Each record below should be written out again exactly as given.

Saved entries:
======

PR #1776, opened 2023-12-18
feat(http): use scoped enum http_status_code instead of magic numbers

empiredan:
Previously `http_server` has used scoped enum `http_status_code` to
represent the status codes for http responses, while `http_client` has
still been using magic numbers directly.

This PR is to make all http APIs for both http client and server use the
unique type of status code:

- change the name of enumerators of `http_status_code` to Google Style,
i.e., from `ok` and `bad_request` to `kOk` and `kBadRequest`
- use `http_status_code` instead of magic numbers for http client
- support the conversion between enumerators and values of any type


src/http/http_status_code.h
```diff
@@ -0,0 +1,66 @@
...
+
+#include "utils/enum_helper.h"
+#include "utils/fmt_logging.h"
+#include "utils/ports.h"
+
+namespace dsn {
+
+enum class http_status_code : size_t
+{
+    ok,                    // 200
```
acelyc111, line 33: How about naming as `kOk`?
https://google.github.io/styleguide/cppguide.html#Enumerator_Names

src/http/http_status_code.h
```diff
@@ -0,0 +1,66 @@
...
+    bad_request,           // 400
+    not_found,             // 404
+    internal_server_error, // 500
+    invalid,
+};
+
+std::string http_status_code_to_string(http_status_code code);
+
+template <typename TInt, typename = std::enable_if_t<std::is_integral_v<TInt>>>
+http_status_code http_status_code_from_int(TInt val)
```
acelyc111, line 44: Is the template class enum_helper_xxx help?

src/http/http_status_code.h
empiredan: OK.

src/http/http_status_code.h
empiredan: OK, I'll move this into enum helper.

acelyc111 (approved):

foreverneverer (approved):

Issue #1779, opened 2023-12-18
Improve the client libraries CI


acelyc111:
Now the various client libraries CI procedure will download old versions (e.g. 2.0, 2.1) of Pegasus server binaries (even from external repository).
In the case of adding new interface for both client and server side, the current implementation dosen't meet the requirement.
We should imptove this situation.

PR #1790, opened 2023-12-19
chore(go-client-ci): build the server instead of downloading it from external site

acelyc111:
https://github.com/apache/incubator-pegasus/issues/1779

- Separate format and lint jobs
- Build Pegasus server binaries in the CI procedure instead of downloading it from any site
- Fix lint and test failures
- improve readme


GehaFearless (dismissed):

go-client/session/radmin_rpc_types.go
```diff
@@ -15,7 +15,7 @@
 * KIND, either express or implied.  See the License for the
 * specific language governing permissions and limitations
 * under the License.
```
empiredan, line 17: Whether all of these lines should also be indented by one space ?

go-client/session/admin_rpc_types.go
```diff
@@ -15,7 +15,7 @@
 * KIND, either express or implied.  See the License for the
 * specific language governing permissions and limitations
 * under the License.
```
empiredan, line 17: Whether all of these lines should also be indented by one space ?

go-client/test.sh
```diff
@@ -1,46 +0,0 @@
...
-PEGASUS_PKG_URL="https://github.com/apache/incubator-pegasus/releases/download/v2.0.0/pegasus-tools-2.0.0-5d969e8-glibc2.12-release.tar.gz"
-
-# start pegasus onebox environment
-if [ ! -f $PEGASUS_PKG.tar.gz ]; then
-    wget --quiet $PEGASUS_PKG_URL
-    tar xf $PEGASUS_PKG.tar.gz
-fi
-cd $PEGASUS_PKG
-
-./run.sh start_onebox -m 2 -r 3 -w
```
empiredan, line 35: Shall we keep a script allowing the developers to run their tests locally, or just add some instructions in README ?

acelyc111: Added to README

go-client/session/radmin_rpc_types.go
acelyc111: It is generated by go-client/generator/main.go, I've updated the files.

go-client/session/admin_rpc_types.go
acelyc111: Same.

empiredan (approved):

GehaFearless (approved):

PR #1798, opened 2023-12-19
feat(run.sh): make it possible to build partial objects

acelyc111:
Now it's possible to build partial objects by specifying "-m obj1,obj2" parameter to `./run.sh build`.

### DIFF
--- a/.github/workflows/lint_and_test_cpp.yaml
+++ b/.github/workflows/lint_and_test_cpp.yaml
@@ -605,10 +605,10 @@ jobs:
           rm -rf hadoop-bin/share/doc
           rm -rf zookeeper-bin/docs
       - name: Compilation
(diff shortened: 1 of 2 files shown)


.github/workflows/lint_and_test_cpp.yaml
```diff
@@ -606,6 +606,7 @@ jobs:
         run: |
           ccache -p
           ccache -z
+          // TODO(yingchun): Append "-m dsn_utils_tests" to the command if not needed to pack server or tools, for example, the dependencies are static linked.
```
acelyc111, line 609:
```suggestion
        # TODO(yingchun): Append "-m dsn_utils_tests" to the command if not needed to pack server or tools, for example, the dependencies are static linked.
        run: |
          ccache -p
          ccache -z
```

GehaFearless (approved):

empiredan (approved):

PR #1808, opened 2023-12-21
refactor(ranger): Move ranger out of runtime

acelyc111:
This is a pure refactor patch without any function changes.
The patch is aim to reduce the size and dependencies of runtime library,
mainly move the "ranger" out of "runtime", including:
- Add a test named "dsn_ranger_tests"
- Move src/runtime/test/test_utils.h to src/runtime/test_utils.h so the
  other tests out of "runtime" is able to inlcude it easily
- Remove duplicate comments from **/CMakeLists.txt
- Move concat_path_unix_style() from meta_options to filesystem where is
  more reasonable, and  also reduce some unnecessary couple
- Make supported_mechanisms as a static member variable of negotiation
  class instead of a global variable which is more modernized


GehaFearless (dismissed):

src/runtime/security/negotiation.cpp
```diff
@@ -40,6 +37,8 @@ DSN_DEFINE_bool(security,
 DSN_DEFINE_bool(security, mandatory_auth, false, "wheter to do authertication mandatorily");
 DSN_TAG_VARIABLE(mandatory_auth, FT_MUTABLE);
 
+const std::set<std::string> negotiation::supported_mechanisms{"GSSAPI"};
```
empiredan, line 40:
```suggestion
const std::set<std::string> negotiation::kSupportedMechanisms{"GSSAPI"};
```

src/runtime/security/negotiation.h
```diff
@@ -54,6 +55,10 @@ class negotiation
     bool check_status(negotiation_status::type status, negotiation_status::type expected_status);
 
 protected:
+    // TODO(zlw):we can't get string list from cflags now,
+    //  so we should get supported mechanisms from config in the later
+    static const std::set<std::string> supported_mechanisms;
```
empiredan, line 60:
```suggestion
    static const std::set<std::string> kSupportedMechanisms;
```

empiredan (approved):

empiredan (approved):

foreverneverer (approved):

======

▶ Answer to the exercise
PR #1776, opened 2023-12-18
feat(http): use scoped enum http_status_code instead of magic numbers

empiredan:
Previously `http_server` has used scoped enum `http_status_code` to
represent the status codes for http responses, while `http_client` has
still been using magic numbers directly.

This PR is to make all http APIs for both http client and server use the
unique type of status code:

- change the name of enumerators of `http_status_code` to Google Style,
i.e., from `ok` and `bad_request` to `kOk` and `kBadRequest`
- use `http_status_code` instead of magic numbers for http client
- support the conversion between enumerators and values of any type


src/http/http_status_code.h
```diff
@@ -0,0 +1,66 @@
...
+
+#include "utils/enum_helper.h"
+#include "utils/fmt_logging.h"
+#include "utils/ports.h"
+
+namespace dsn {
+
+enum class http_status_code : size_t
+{
+    ok,                    // 200
```
acelyc111, line 33: How about naming as `kOk`?
https://google.github.io/styleguide/cppguide.html#Enumerator_Names

src/http/http_status_code.h
```diff
@@ -0,0 +1,66 @@
...
+    bad_request,           // 400
+    not_found,             // 404
+    internal_server_error, // 500
+    invalid,
+};
+
+std::string http_status_code_to_string(http_status_code code);
+
+template <typename TInt, typename = std::enable_if_t<std::is_integral_v<TInt>>>
+http_status_code http_status_code_from_int(TInt val)
```
acelyc111, line 44: Is the template class enum_helper_xxx help?

src/http/http_status_code.h
empiredan: OK.

src/http/http_status_code.h
empiredan: OK, I'll move this into enum helper.

acelyc111 (approved):

foreverneverer (approved):

Issue #1779, opened 2023-12-18
Improve the client libraries CI


acelyc111:
Now the various client libraries CI procedure will download old versions (e.g. 2.0, 2.1) of Pegasus server binaries (even from external repository).
In the case of adding new interface for both client and server side, the current implementation dosen't meet the requirement.
We should imptove this situation.

PR #1790, opened 2023-12-19
chore(go-client-ci): build the server instead of downloading it from external site

acelyc111:
https://github.com/apache/incubator-pegasus/issues/1779

- Separate format and lint jobs
- Build Pegasus server binaries in the CI procedure instead of downloading it from any site
- Fix lint and test failures
- improve readme


GehaFearless (dismissed):

go-client/session/radmin_rpc_types.go
```diff
@@ -15,7 +15,7 @@
 * KIND, either express or implied.  See the License for the
 * specific language governing permissions and limitations
 * under the License.
```
empiredan, line 17: Whether all of these lines should also be indented by one space ?

go-client/session/admin_rpc_types.go
```diff
@@ -15,7 +15,7 @@
 * KIND, either express or implied.  See the License for the
 * specific language governing permissions and limitations
 * under the License.
```
empiredan, line 17: Whether all of these lines should also be indented by one space ?

go-client/test.sh
```diff
@@ -1,46 +0,0 @@
...
-PEGASUS_PKG_URL="https://github.com/apache/incubator-pegasus/releases/download/v2.0.0/pegasus-tools-2.0.0-5d969e8-glibc2.12-release.tar.gz"
-
-# start pegasus onebox environment
-if [ ! -f $PEGASUS_PKG.tar.gz ]; then
-    wget --quiet $PEGASUS_PKG_URL
-    tar xf $PEGASUS_PKG.tar.gz
-fi
-cd $PEGASUS_PKG
-
-./run.sh start_onebox -m 2 -r 3 -w
```
empiredan, line 35: Shall we keep a script allowing the developers to run their tests locally, or just add some instructions in README ?

acelyc111: Added to README

go-client/session/radmin_rpc_types.go
acelyc111: It is generated by go-client/generator/main.go, I've updated the files.

go-client/session/admin_rpc_types.go
acelyc111: Same.

empiredan (approved):

GehaFearless (approved):

PR #1798, opened 2023-12-19
feat(run.sh): make it possible to build partial objects

acelyc111:
Now it's possible to build partial objects by specifying "-m obj1,obj2" parameter to `./run.sh build`.

### DIFF
--- a/.github/workflows/lint_and_test_cpp.yaml
+++ b/.github/workflows/lint_and_test_cpp.yaml
@@ -605,10 +605,10 @@ jobs:
           rm -rf hadoop-bin/share/doc
           rm -rf zookeeper-bin/docs
       - name: Compilation
(diff shortened: 1 of 2 files shown)


.github/workflows/lint_and_test_cpp.yaml
```diff
@@ -606,6 +606,7 @@ jobs:
         run: |
           ccache -p
           ccache -z
+          // TODO(yingchun): Append "-m dsn_utils_tests" to the command if not needed to pack server or tools, for example, the dependencies are static linked.
```
acelyc111, line 609:
```suggestion
        # TODO(yingchun): Append "-m dsn_utils_tests" to the command if not needed to pack server or tools, for example, the dependencies are static linked.
        run: |
          ccache -p
          ccache -z
```

GehaFearless (approved):

empiredan (approved):

PR #1808, opened 2023-12-21
refactor(ranger): Move ranger out of runtime

acelyc111:
This is a pure refactor patch without any function changes.
The patch is aim to reduce the size and dependencies of runtime library,
mainly move the "ranger" out of "runtime", including:
- Add a test named "dsn_ranger_tests"
- Move src/runtime/test/test_utils.h to src/runtime/test_utils.h so the
  other tests out of "runtime" is able to inlcude it easily
- Remove duplicate comments from **/CMakeLists.txt
- Move concat_path_unix_style() from meta_options to filesystem where is
  more reasonable, and  also reduce some unnecessary couple
- Make supported_mechanisms as a static member variable of negotiation
  class instead of a global variable which is more modernized


GehaFearless (dismissed):

src/runtime/security/negotiation.cpp
```diff
@@ -40,6 +37,8 @@ DSN_DEFINE_bool(security,
 DSN_DEFINE_bool(security, mandatory_auth, false, "wheter to do authertication mandatorily");
 DSN_TAG_VARIABLE(mandatory_auth, FT_MUTABLE);
 
+const std::set<std::string> negotiation::supported_mechanisms{"GSSAPI"};
```
empiredan, line 40:
```suggestion
const std::set<std::string> negotiation::kSupportedMechanisms{"GSSAPI"};
```

src/runtime/security/negotiation.h
```diff
@@ -54,6 +55,10 @@ class negotiation
     bool check_status(negotiation_status::type status, negotiation_status::type expected_status);
 
 protected:
+    // TODO(zlw):we can't get string list from cflags now,
+    //  so we should get supported mechanisms from config in the later
+    static const std::set<std::string> supported_mechanisms;
```
empiredan, line 60:
```suggestion
    static const std::set<std::string> kSupportedMechanisms;
```

empiredan (approved):

empiredan (approved):

foreverneverer (approved):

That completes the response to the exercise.